◆ WORK INSTRUCTION: Collect every line below that contains the word "SimEvent".

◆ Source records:

=== Begin Enclosure ===

PR #4872, opened 2024-05-06
Adds IOSimPOR diffusion tests

bolt12:
# Description

Refactors the diffusion test suite to be easily run on IOSim and IOSimPOR.

Needs: https://github.com/input-output-hk/io-sim/pull/153

# Checklist

### Quality
* [x] Self-reviewed the PR.

### Maintenance
* [x] Added labels.

### DIFF
--- a/network-mux/demo/mux-demo.hs
+++ b/network-mux/demo/mux-demo.hs
@@ -19,7 +19,7 @@ import Control.Exception (finally)
 import Control.Monad
 import Control.Tracer (Tracer (..), nullTracer, showTracing)
 
-import System.Environment
+import System.Environment qualified as SysEnv
 import System.Exit
 import System.IO
 
@@ -43,7 +43,7 @@ import Test.Mux.ReqResp
 
 main :: IO ()
 main = do
-    args <- getArgs
+    args <- SysEnv.getArgs
     case args of
       ["server"]         -> server
       ["client", n, msg] -> client (read n) msg
--- a/ouroboros-network/sim-tests-lib/Test/Ouroboros/Network/Testnet.hs
+++ b/ouroboros-network/sim-tests-lib/Test/Ouroboros/Network/Testnet.hs
@@ -97,6 +97,7 @@ import Ouroboros.Network.PeerSelection.State.LocalRootPeers (HotValency (..),
 import Ouroboros.Network.PeerSharing (PeerSharingResult (..))
 import Test.Ouroboros.Network.LedgerPeers (LedgerPools (..))
 
+import Control.Monad.Class.MonadTest (exploreRaces)
 import Ouroboros.Network.PeerSelection.Bootstrap (requiresBootstrapPeers)
 import Ouroboros.Network.PeerSelection.LedgerPeers
 
@@ -109,8 +110,12 @@ tests =
     , testProperty "diffusionScript command script valid"
                    prop_diffusionScript_commandScript_valid
     ]
+  , testGroup "IOSimPOR"
+    [ nightlyTest $ testProperty "no failure"
+                      (testWithIOSimPOR prop_diffusion_nofail 1000)
+    ]
   , testProperty "no failure"
-                 prop_diffusion_nofail
+                 (testWithIOSim prop_diffusion_nofail 125000)
   , testProperty "no livelock"
                  prop_diffusion_nolivelock
   , testProperty "dns can recover from fails"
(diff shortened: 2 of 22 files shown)


network-mux/demo/mux-demo.hs
```diff
@@ -28,7 +32,7 @@ import Data.Bits
 import System.IOManager
 import System.Win32
 import System.Win32.Async qualified as Win32.Async
-import System.Win32.NamedPipes
+import "Win32-network" System.Win32.NamedPipes
```
coot, line 35: Why do we need package imports here?

bolt12: Because some of your changes got merged onto most recent "Win32" and there's conflicts on the import names

ouroboros-network/sim-tests-lib/Test/Ouroboros/Network/Testnet.hs
```diff
@@ -203,6 +208,35 @@ tests =
...
+              -> AbsBearerInfo
+              -> DiffusionScript
+              -> Property
+testWithIOSim f traceNumber bi ds =
+  let sim :: forall s . IOSim s Void
+      sim = diffusionSimulation (toBearerInfo bi)
+                                ds
+                                iosimTracer
+   in labelDiffusionScript ds
+    $ f (runSimTrace sim) traceNumber
```
coot, line 272: You could simplify the type signature to:
```
testWithIOSim :: (SimTrace Void -> Property)
              -> AbsBearerInfo
              -> DiffusionScript
              -> Property
```
and have the `traceNumber` defined: either inside `f` or passed to `f` if different values are used whether we run it with `IOSim` or `IOSimPOR`.

The same with `testWithIOSimPOR`.

ouroboros-network/sim-tests-lib/Test/Ouroboros/Network/Testnet.hs
```diff
@@ -3312,17 +3158,26 @@ unit_peer_sharing =
...
+               -- * first peer sharing request will be issued after
+               --   `policyPeerSharAcitvationDelay = 300`
+               -- * this request will not bring any new peers, because non of the peers
+               --    are yet mature
+               -- * inbound connections become mature at 900s (15 mins)
+               -- * next peer share request happens after 900s, e.g. around 1200s.
+               . Trace.takeWhile (\se -> case se of
+                                          SimEvent    {seTime} -> seTime < Time 1250
+                                          SimPOREvent {seTime} -> seTime < Time 1250
+                                          _                    -> False
```
coot, line 3178: We could redefine `SimEvent` type and cheat that there's not other constructor with pattern matches and `COMPLETE` pragma; the `SimRacesFound` constructor is internal to `IOSimPOR` if I recall correctly.

coot (commented):
Very nice PR! Thanks @bolt12.

ouroboros-network/sim-tests-lib/Test/Ouroboros/Network/Testnet.hs
bolt12: I know, I made the tradeoff of being explicit about the `traceNumber` when defining the test because some tests do require a different number of tests and it is easier to tweak in the future if we want. They are also available at the top level instead of having to go to each function manually change the value inside `f`

network-mux/demo/mux-demo.hs
coot: So proper way forward is to update `win32-network` to a newer `Win32` version.

ouroboros-network/sim-tests-lib/Test/Ouroboros/Network/Testnet.hs
coot: It's still manual, just in a different place.

ouroboros-network/sim-tests-lib/Test/Ouroboros/Network/Testnet.hs
coot: I would hide it (since it makes a difference for all test authors), but this requires some care, e.g. if we define:
```
data SimEvent = SimeEvent_ {..} | SimPOREvent_ {..} | SimRacesFound_ {..}

pattern SimEvent = ...
pattern SimPOREvent = ...
{-# COMPLETE SimEvent, SimPOREvent #-}
```
Then we need to make sure that in `io-sim` use use the constructors not patterns (at least in `IOSimPOR`) to avoid strange bugs / warnings.

bolt12: Yes that would be better UI/UX but it should be done on io-sim side

ouroboros-network/sim-tests-lib/Test/Ouroboros/Network/Testnet.hs
bolt12: Yes but the place it is at now is more upfront in the sense that they are all in the same place: the test tree.

crocodile-dentist (approved):
I think it looks good.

=== End Enclosure ===

◆ RESPONSE AREA:
+                                          SimEvent    {seTime} -> seTime < Time 1250
coot, line 3178: We could redefine `SimEvent` type and cheat that there's not other constructor with pattern matches and `COMPLETE` pragma; the `SimRacesFound` constructor is internal to `IOSimPOR` if I recall correctly.
data SimEvent = SimeEvent_ {..} | SimPOREvent_ {..} | SimRacesFound_ {..}
pattern SimEvent = ...
{-# COMPLETE SimEvent, SimPOREvent #-}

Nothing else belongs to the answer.